• **ACTIVITY**:
Only one stretch of the data below is needed. Output the lines from the one with "tsachiherman, line 627: I" up to and including the one with "when/if becomes relevant.", exactly as they stand.

• **LISTED RECORDS**:

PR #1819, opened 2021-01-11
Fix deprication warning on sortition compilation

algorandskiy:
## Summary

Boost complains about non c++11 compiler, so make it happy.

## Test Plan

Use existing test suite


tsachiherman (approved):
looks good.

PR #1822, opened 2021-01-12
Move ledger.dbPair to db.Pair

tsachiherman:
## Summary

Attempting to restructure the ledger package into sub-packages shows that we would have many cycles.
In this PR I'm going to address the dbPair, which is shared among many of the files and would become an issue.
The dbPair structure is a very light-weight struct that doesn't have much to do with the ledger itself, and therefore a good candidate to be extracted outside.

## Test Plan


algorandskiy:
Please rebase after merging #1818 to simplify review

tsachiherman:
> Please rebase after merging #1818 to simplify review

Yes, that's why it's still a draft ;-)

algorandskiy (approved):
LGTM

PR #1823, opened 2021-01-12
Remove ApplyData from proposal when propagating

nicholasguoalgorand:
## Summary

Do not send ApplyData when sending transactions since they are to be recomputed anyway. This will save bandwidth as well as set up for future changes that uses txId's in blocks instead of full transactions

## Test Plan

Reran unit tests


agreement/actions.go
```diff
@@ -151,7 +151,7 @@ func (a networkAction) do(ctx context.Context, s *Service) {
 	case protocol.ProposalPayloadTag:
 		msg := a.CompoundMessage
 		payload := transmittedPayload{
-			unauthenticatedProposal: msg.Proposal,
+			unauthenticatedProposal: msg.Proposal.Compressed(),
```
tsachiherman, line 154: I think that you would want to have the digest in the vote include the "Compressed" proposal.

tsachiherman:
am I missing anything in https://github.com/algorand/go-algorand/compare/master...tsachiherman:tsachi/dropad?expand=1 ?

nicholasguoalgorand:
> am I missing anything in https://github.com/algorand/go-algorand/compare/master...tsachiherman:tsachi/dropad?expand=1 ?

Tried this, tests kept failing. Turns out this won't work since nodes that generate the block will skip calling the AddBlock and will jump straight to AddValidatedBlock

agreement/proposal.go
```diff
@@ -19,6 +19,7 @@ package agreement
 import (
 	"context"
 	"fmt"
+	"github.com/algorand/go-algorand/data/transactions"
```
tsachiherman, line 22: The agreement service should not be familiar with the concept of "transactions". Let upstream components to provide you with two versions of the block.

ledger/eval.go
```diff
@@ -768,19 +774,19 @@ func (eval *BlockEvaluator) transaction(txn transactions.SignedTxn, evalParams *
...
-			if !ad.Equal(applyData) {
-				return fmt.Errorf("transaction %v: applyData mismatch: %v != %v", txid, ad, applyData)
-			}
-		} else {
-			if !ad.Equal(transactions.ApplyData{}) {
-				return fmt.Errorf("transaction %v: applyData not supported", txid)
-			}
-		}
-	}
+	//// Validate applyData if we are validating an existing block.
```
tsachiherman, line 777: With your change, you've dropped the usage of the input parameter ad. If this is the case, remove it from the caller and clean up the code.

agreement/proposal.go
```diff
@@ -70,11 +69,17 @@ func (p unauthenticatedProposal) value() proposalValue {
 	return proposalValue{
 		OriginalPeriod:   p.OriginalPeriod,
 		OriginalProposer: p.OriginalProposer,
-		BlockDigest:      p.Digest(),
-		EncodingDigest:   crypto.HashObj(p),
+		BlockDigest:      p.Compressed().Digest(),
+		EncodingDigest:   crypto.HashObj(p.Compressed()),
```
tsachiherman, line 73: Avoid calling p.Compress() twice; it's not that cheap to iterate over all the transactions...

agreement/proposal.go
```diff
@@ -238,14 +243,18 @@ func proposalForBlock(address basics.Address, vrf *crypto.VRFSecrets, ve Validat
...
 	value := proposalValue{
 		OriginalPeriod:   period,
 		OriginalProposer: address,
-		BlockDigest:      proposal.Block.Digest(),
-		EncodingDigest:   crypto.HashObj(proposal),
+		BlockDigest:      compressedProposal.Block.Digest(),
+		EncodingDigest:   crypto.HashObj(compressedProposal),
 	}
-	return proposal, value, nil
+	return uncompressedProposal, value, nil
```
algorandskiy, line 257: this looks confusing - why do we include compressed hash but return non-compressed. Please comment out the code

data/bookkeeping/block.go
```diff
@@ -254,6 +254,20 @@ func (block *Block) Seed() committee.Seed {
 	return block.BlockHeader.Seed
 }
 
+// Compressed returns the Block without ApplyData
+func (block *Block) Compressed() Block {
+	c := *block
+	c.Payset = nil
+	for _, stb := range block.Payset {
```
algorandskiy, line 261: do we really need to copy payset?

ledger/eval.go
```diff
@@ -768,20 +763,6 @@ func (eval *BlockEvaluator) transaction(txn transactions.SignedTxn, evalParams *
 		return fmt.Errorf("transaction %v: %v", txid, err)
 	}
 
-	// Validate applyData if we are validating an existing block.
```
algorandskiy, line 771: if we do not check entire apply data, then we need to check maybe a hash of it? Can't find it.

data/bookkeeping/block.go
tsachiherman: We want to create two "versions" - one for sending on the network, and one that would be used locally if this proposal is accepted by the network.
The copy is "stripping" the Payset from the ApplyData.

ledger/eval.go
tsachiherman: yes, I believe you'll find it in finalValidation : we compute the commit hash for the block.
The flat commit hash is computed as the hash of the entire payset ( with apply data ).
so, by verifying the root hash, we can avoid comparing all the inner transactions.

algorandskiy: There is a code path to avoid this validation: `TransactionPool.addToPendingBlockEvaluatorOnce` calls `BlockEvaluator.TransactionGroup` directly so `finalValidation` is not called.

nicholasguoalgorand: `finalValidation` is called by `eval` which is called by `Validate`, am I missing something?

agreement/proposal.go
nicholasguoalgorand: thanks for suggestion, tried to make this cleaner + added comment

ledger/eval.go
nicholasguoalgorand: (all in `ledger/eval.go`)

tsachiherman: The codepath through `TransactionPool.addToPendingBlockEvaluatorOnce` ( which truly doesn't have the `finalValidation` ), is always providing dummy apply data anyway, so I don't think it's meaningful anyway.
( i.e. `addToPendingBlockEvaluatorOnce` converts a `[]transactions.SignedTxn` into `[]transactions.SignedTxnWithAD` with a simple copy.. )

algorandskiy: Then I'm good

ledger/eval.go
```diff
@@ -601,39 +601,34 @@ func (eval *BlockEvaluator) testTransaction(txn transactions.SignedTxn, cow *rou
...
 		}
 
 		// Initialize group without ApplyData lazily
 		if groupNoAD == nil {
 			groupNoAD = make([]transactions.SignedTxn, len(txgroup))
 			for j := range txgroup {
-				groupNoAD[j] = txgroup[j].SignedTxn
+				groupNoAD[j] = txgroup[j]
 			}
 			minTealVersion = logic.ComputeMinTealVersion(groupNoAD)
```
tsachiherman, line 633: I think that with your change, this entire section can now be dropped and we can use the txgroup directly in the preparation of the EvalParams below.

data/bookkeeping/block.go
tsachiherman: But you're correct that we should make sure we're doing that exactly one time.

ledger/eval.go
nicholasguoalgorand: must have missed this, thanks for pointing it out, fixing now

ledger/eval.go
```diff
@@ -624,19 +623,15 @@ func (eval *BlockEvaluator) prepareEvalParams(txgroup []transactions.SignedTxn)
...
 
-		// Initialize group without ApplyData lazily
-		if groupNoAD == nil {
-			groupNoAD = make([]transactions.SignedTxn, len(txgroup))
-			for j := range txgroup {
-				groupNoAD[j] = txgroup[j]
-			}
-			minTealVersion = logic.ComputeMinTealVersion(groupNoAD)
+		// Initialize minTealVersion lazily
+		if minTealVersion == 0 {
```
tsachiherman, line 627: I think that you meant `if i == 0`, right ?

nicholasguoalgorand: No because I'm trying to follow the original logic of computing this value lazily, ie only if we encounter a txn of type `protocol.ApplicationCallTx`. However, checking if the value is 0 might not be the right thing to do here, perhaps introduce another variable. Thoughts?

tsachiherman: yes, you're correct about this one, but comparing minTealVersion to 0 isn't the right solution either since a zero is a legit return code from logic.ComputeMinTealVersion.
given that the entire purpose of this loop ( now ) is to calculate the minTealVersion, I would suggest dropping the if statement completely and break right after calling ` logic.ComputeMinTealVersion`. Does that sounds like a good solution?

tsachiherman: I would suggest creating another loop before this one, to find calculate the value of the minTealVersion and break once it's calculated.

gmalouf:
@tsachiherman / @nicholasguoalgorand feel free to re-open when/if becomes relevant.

--

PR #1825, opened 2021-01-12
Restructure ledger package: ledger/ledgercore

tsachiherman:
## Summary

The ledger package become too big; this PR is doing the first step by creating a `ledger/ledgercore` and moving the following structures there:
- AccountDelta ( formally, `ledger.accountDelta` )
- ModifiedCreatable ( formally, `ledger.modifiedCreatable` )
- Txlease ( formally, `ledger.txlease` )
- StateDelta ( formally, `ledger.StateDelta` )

--

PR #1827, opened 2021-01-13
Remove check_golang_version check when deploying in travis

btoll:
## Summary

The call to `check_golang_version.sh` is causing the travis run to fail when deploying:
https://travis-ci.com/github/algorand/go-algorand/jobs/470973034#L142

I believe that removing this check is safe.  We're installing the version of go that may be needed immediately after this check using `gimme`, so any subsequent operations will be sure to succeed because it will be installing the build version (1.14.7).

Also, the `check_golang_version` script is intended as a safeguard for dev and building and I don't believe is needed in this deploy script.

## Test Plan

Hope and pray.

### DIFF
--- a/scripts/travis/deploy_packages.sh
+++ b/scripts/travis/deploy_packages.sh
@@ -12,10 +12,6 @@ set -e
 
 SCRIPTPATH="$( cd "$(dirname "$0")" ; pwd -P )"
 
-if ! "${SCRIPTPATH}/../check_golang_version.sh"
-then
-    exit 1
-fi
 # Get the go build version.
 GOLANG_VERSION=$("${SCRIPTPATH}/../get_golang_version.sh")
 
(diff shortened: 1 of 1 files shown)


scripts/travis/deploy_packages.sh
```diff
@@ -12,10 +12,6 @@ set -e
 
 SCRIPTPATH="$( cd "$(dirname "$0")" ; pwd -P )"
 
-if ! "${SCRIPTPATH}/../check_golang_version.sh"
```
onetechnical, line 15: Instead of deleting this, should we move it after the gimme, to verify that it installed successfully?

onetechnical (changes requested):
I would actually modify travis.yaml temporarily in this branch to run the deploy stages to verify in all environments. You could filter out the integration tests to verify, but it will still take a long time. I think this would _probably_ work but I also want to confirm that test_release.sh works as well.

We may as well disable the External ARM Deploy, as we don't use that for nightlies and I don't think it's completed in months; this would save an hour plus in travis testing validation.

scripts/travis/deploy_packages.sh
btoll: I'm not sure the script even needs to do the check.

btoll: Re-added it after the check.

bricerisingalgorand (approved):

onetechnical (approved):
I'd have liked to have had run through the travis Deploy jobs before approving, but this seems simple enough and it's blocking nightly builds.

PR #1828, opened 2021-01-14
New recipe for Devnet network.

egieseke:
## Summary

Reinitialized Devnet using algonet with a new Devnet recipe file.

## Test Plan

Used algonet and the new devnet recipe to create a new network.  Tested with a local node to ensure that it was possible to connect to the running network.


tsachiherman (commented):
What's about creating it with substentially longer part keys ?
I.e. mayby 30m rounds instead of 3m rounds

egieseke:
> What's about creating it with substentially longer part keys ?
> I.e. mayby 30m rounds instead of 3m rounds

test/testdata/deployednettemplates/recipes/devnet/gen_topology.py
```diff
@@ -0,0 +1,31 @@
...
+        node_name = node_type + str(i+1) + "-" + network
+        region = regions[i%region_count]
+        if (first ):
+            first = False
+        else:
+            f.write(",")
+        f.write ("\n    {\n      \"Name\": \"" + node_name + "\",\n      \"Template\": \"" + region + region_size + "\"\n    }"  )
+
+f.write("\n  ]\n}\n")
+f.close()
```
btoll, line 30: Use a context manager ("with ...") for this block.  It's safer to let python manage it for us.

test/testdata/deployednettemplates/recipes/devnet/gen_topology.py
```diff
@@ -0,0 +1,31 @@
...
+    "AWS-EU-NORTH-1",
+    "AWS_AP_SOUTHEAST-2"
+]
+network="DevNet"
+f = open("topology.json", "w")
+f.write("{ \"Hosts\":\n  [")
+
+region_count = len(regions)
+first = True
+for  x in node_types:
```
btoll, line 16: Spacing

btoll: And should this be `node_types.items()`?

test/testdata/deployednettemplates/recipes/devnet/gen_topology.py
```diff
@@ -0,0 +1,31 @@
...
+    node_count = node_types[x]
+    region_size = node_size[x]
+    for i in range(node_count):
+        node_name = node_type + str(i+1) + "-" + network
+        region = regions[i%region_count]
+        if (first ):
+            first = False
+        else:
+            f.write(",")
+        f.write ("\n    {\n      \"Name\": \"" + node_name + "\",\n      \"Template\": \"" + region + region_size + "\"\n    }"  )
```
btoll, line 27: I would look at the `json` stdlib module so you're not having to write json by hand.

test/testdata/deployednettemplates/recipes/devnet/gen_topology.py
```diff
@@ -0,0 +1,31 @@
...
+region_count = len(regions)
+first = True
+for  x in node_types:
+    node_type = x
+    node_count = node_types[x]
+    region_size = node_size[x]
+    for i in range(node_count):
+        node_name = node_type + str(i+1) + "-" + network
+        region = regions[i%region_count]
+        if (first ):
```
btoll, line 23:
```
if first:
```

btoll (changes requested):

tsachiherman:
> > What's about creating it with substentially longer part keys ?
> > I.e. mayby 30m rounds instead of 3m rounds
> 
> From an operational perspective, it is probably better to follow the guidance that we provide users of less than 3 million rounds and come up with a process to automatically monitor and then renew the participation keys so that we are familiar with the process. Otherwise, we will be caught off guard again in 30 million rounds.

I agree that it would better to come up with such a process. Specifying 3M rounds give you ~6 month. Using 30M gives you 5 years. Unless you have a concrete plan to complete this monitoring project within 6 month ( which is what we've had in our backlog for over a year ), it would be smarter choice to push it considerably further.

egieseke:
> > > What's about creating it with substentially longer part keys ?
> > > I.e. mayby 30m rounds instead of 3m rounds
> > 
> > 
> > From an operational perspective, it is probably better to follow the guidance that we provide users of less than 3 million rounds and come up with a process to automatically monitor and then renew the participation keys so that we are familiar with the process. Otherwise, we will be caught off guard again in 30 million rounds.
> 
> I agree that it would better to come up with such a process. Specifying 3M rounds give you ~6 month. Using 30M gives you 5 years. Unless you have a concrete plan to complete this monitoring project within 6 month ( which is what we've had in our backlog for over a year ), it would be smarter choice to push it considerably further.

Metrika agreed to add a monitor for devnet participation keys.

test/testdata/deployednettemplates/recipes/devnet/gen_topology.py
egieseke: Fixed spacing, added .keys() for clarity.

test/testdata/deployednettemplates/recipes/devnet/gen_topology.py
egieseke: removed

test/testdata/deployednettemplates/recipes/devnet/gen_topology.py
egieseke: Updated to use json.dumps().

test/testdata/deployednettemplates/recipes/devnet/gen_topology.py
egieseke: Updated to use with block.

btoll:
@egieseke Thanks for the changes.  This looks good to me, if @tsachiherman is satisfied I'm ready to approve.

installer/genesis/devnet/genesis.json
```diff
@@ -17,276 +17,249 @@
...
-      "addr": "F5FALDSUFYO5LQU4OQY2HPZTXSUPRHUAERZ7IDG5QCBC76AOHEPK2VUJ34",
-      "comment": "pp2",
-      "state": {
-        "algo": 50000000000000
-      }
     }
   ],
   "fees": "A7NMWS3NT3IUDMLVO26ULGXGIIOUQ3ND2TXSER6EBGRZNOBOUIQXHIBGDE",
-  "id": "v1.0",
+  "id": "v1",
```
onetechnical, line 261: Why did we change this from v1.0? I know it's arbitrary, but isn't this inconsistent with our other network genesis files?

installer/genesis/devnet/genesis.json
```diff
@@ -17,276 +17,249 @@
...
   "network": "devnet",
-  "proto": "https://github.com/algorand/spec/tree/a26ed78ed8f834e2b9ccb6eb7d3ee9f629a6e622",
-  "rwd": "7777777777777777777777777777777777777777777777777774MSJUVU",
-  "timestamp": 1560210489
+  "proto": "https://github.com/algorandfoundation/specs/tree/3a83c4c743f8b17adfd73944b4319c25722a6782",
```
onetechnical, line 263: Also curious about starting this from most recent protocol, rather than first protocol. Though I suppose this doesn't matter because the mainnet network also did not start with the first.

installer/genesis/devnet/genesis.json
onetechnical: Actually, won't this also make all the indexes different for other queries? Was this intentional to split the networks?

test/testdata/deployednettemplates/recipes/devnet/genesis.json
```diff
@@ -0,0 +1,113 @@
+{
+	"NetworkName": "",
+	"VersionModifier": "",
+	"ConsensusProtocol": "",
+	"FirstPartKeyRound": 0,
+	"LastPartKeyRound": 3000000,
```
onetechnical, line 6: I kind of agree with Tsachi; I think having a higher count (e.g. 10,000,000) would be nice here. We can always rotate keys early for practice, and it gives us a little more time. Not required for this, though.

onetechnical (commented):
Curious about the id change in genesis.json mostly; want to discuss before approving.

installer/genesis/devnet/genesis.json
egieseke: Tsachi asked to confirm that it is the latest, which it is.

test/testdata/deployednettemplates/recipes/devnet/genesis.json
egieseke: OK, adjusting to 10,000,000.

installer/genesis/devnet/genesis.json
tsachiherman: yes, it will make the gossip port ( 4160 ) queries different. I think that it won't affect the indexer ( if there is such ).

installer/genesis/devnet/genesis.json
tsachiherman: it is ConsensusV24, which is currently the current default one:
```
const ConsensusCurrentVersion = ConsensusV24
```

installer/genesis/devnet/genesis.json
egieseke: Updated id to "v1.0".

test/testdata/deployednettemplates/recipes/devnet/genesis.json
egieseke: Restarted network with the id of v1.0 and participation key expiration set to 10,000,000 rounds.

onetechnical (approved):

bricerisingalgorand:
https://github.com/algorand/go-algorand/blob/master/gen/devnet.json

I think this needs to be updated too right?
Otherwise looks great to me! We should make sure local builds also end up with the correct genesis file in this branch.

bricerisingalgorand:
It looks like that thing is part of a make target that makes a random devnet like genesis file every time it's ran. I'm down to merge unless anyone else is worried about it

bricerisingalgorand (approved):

• **EXERCISE OUTPUT**:
tsachiherman, line 627: I think that you meant `if i == 0`, right ?

nicholasguoalgorand: No because I'm trying to follow the original logic of computing this value lazily, ie only if we encounter a txn of type `protocol.ApplicationCallTx`. However, checking if the value is 0 might not be the right thing to do here, perhaps introduce another variable. Thoughts?

tsachiherman: yes, you're correct about this one, but comparing minTealVersion to 0 isn't the right solution either since a zero is a legit return code from logic.ComputeMinTealVersion.
given that the entire purpose of this loop ( now ) is to calculate the minTealVersion, I would suggest dropping the if statement completely and break right after calling ` logic.ComputeMinTealVersion`. Does that sounds like a good solution?

tsachiherman: I would suggest creating another loop before this one, to find calculate the value of the minTealVersion and break once it's calculated.

gmalouf:
@tsachiherman / @nicholasguoalgorand feel free to re-open when/if becomes relevant.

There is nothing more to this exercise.